Economic Hardship: Ghana needs national consensus on solutions

By Francis Ntow  

Accra, Oct 23, GNA – Two former presidential aspirants and a private legal practitioner have  called for a national consultative dialogue to find lasting solutions to the country’s economic challenges.  

The Government, International Monetary Fund (IMF) and the World Bank, have attributed Ghana’s economic hardship mainly to the aftermath of the COVID-19 pandemic and the Russia-Ukraine war.   

Dr Abu Sakara Foster, the Convention People’s Party (CPP) Presidential Candidate in the 2012 elections, Mr Jacob Osei Yeboah, an Independent Presidential Candidate in the 2020 elections, and Mr Martin Kpebu, a private legal Practitioner, in a discussion on a local television station on Saturday said the country needed a consensus to surmount the challenges.    

Dr Abu Sakara, who is the Founder of the National Interest Movement – a non-partisan civil society platform, said Ghana had reached a point where the ideas of political parties alone could not solve its challenges.  

He said: “Drastic situation requires drastic measures, and we need to call for a national meeting to build consensus on, which way to go. We must accept and admit that no one group of people in Ghana can solve the problems.”   

 “We have a crisis, and we must first contain it by accepting that it’s a collective work to solve the situation. We must come together, build consensus, face reality and come up with long term plan,” Dr Abu Sakara, emphasised.   

He called for a fundamental reform to the constitution to bind Governments to go by the country’s long-term national development plan for inclusive and sustainable growth.   
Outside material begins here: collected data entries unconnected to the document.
PR #13, opened 2014-08-21
Added example for pixelated image rendering.

pearlchen-old:
For feature: http://www.chromestatus.com/feature/5118058116939776

Preview: http://pearlchen.github.io/samples/image-rendering-pixelated/

### DIFF
--- a/image-rendering-pixelated/README.md
+++ b/image-rendering-pixelated/README.md
@@ -1,0 +1,6 @@
+Pixelated Image Rendering Sample
+===
+
+See https://googlechrome.github.io/samples/image-rendering-pixelated/index.html for a live demo.
+
+Learn more at http://www.chromestatus.com/feature/5118058116939776
--- a/image-rendering-pixelated/index.html
+++ b/image-rendering-pixelated/index.html
@@ -1,0 +1,44 @@
+<!doctype html>
+<html>
+  <head>
+    <meta charset="utf-8">
+    <meta http-equiv="X-UA-Compatible" content="IE=edge">
+    <meta name="viewport" content="width=device-width, initial-scale=1">
+
+    <title>Pixelated Image Rendering Sample</title>
+
+    <link href='//fonts.googleapis.com/css?family=Roboto+Condensed:300italic,400italic,700italic,400,300,700' rel='stylesheet' type='text/css'>
+    <link rel="stylesheet" href="../styles/main.css">
+  </head>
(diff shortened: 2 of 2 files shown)


any-pointer-any-hover/index.html
```diff
@@ -0,0 +1,79 @@
...
+    <title>'any-pointer' and 'any-hover' Media Queries Sample</title>
+
+    <link href='//fonts.googleapis.com/css?family=Roboto+Condensed:300italic,400italic,700italic,400,300,700' rel='stylesheet' type='text/css'>
+    <link rel="stylesheet" href="../styles/main.css">
+  </head>
+  <body>
+    <h1>'any-pointer' and 'any-hover' Media Queries Sample</h1>
+    <p>Available in <a href="http://www.chromestatus.com/feature/6460705494532096">Chrome 38+</a></p>
+
+    <p>The <code>any-pointer</code> and <code>any-hover</code> give web authors the ability to feature detect </p>
```
jeffposnick: This looks like an incomplete sentence.

any-pointer-any-hover/index.html
```diff
@@ -0,0 +1,79 @@
...
+
+      <dt>hover</dt>
+      <dd></dd>
+
+    </dl>
+
+    <!-- // [START code-block] -->
+    <style>
+
+      /* Make radio buttons and check boxes larger if we have an inaccurate pointing device */
```
jeffposnick: Could you add some `<input type="checkbox">` and `<div class="menu>` elements to the page to illustrate how the styles influence the way the elements are rendered?

pearlchen-old:
@jeffposnick Sorry, I didn't mean to actually submit a PR, just an issue. Here's my question from the spreadsheet:

"Here's a draft sample code. I feel like it'll be more appropriate to break them into 2 separate samples/files though. Logistically, what do you think the best approach is? 2 separate directories? Or keep in the same place?"

jeffposnick:
A separate directory for each distinct feature fits with the overall model we have going right now.

If you could split out the pixelated demo (which I think is good to go) from the any-pointer/hover demo (which probably still needs work) and just include the pixelated demo in this PR that would be ideal. Creating separate git branches for each sample should make that easier.

pearlchen-old:
Oh, I see what happened. I pushed the wrong local branch to my gh-pages. It's back to just the pixelated image rendering example.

On governance, he called for a shift from the attitude of “borrowing to spend” to having a prudent and fiscally disciplined economy that invested in agriculture and manufacturing.   

“We must grow the economy through agriculture and manufacturing and adjust trade and investment policies into these areas. There must be an underlying conveyor belt to transition small-scale farms and agribusinesses into medium-scale and large-scale in the long term,” the Agronomist said.   

Also speaking on reforms, Mr Yeboah said the time had come for Ghana to make changes to the 1992 constitution, which he noted had some defects that Government in power exploited to their advantage.   

“We need to change the constitution, until the constitution is changed, we can’t develop. The NDC (National Democratic Congress) and the NPP (New Patriotic Party) are benefiting from the defects in the Constitution,” he said.   

Mr Kpebu called for a constitutional process to remove both President Nana Addo Dankwa Akufo-Addo and his Vice, Dr Mahamudu Bawumia, from office, stressing that they had failed to fulfil the Article 36 requirement of the constitution.   

Article 36 (1) states that: “The State shall take all necessary action to ensure that the national economy is managed in such a manner as to maximize the rate of economic development and to secure the maximum welfare, freedom and happiness of every person in Ghana and to provide adequate means of livelihood and suitable employment and public assistance to the needy.”   

Mr Kpebu said: “The President and the Vice President should go, and there should be a buffer of experts constituted to support the Speaker of Parliament who will then take over as President because he is from the other side of the political divide.”   

“We need a Kumepreko demonstration and then Parliament takes up from there. One third of MPs (Member of Parliament), let’s make the efforts to remove Akufo-Addo from office otherwise it will be an indictment on all of us,” the private legal practitioner said.   

The Government has admitted to the economic hardship and confident that measures taken and the ongoing negotiations with the IMF for a loan support programme would help alleviate the sufferings of Ghanaians in the shortest time possible.